# Blood diamond



## izartist (Mar 19, 2007)

I recently watched this particular movie, and it broke my heart and made me think at the same time. Have you seen it yet? If you haven't, I highly recommend you do, in fact, I wish that they'd show it in schools just to show todays youth what goes on in countries where conflict gems are sold for weapons to fund wars. It has really put that sort of thing into perspective for me, I mean think about it, what would you do if your family was torn apart and scattered across the country? Would you want your 10 year old son ripped away from your family and handed a gun and trained to kill people? What if you were forced to do something that helped fund a civil war, to gather these "Blood Diamonds" which are the cause of so much bloodshed. Would you buy a diamond knowing that a child had lost his arm or was shot for it? What if these things happened to you?

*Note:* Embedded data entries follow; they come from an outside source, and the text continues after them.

PR #628, opened 2015-08-12
Add sampleSizeThreshold property to progress bar

nathanstitt:
Allow the teacher and student components to set a value for the # of samples needed to render the progress bar.  If the value given is exceeded the bar will render regardless of what the clue's sample_size_interpretation value is.

### DIFF
--- a/src/components/learning-guide/progress-bar.cjsx
+++ b/src/components/learning-guide/progress-bar.cjsx
@@ -6,15 +6,21 @@ ChapterSectionType = require './chapter-section-type'
 module.exports = React.createClass
   displayName: 'LearningGuideProgressBar'
 
+  getDefaultProps: ->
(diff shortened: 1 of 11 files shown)


src/components/learning-guide/progress-bar.cjsx
```diff
@@ -6,15 +6,21 @@ ChapterSectionType = require './chapter-section-type'
 module.exports = React.createClass
   displayName: 'LearningGuideProgressBar'
 
+  getDefaultProps: ->
```
philschatz: Why provide a default threshold *and* make it required? I'll merge anyway

nathanstitt: Because I got paranoid that I missed updating a component and it wouldn't get passed and would break horribly :)

PR #629, opened 2015-08-12
Feature/plan delete separate store

pandafulmanda:
Should (and appears to) fix bug where plans that have been requested for deletion remain on the calendar.

@nathanstitt what do you think?


nathanstitt:
:+1:  Looks good to me :grin: Better than my overly clever #630 anyways

PR #630, opened 2015-08-13
Hide deleting task plans from calendar

nathanstitt:


nathanstitt:
Closing in favor of #629  That one's less code and doesn't require overloading methods `CrudConfig` methods.

PR #631, opened 2015-08-13
Prevent text wrapping on exercise images

nathanstitt:
Before:

screen shot 2015-08-12 at 7 43 45 pm

After:

screen shot 2015-08-12 at 7 43 16 pm

### DIFF
--- a/resources/styles/book-content/questions.less
+++ b/resources/styles/book-content/questions.less
@@ -9,6 +9,7 @@
   .question-stem {
     float: left;
     width: 96%;
+    img { display: block; }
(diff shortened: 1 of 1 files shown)


nathanstitt:
@helenemccarron should wrapping text on all exercise question images be enforced or do we need to somehow only target smaller ones?

Fredasaurus:
I think we should not wrap on any.

helenemccarron:
I agree with @Fredasaurus, in my opinion, questions are their own thing and should stand out as such.

PR #633, opened 2015-08-13
Fix incorrect logic when evaluating sample size limit

nathanstitt:
The "no data" message should be shown if the sample_size was below the
threshold, not above it. Lukily the interpetation had to also be 'below'
otherwise the no-data message would be shown all the time

### DIFF
--- a/src/components/learning-guide/progress-bar.cjsx
+++ b/src/components/learning-guide/progress-bar.cjsx
@@ -6,10 +6,6 @@ ChapterSectionType = require './chapter-section-type'
 module.exports = React.createClass
   displayName: 'LearningGuideProgressBar'
 
-  getDefaultProps: ->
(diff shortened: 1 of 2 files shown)


src/components/learning-guide/progress-bar.cjsx
```diff
@@ -6,10 +6,6 @@ ChapterSectionType = require './chapter-section-type'
 module.exports = React.createClass
   displayName: 'LearningGuideProgressBar'
 
-  getDefaultProps: ->
-    # specify a threshold just in case a parent component fails to pass it on
-    sampleSizeThreshold: 3
-
   propTypes:
```
nathanstitt: Phil suggested we remove this since the prop is also required

jivewise:
+1, looks good to me.

PR #634, opened 2015-08-13
Bug: No way to come back to dashboard after click on Account

darrenmason:
Regarding issue:  https://www.pivotaltracker.com/n/projects/1156756/stories/101144278

image


pandafulmanda:
:+1:

nathanstitt:
This'll certainly work fine.  But the AccountLink also checks for unsaved work.  Since we're now opening in a new tab, it seems to me that we shouldn't bother the user with the dialog?

PR #637, opened 2015-08-13
Updated accordion UI styles, added mixin for fadein on selected readings

Fredasaurus:
Also made a couple to term changes:
Currently selected readings in this reading > Currently selected,
Browse the Book > Browse this Chapter

screen shot 2015-08-13 at 6 02 38 pm


Fredasaurus:
A word on the mixin: It is a fair amount of code for a small interaction, and it *seems* like something that can be reused, but as far as I know this is the only place something like this is being used currently, so if you want me to roll it back into reading .less or do something else I can.

nathanstitt:
It's a nifty effect, and I'd say there's value in having it be available to other components. 

It is a bit large, but not overly so.  If it bothers you, you could move it into the `mixins` subdirectory and include it a the top the way the `flexbox` mixin's are.

PR #639, opened 2015-08-14
Fixes for performance report behavior

nathanstitt:
Updates the student dashboard to show all sections, not the weakest ones.  Only hides the weaker section when there is none or only 1 section.  Adds quite a few tests for the components and store to make sure it's working as intended.

For example,

## Without Fix
screen shot 2015-08-17 at 12 18 19 pm

## With Fix
screen shot 2015-08-17 at 12 19 33 pm


src/components/learning-guide/weaker-panel.cjsx
```diff
@@ -16,22 +16,8 @@ WeakerPanel = React.createClass
...
-    # Sort by value and pick 'displayCount' of the weakest
-    weakestSections = _.chain(validSections)
-      .sortBy((s) -> s.clue.value )
-      .first(displayCount)
-      .value()
-
-    for section, i in weakestSections
-      <Section key={i} section={section} {...@props} />
-
   render: ->
```
nathanstitt: This is all done by the WeakerSections component below

pandafulmanda:
screen shot 2015-08-17 at 1 43 31 pm
is this intended?

nathanstitt:
Great catch!  I think that's been in there code for awhile actually.  Fixed now

screen shot 2015-08-17 at 2 14 46 pm

pandafulmanda:
nice, much cleaner

pandafulmanda:
lingering thing where switching students in teacher viewing as student view lags from trying to load from BE and does not show as loading -- to be addressed later

nathanstitt:
I investigated that a little bit.  Since that store uses two id's (courseId & roleId), it can't easily use the standard loading stuff.  We could probably just use bindStore and show our own message.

I don't know, I've done alot of thinking about this movie.

What did you think of it?

Blood Diamond Trailer


----------



## Ylm (Mar 20, 2007)

I watched it the night it came out, and I liked it a whole bunch.


----------



## SpirTheCatAyeaye (Mar 31, 2007)

I saw it, I thought it was really good. I've heard the term "blood diamond" before, but wasn't quite sure what it meant until I saw the movie. I agree that more people should be informed about this.


----------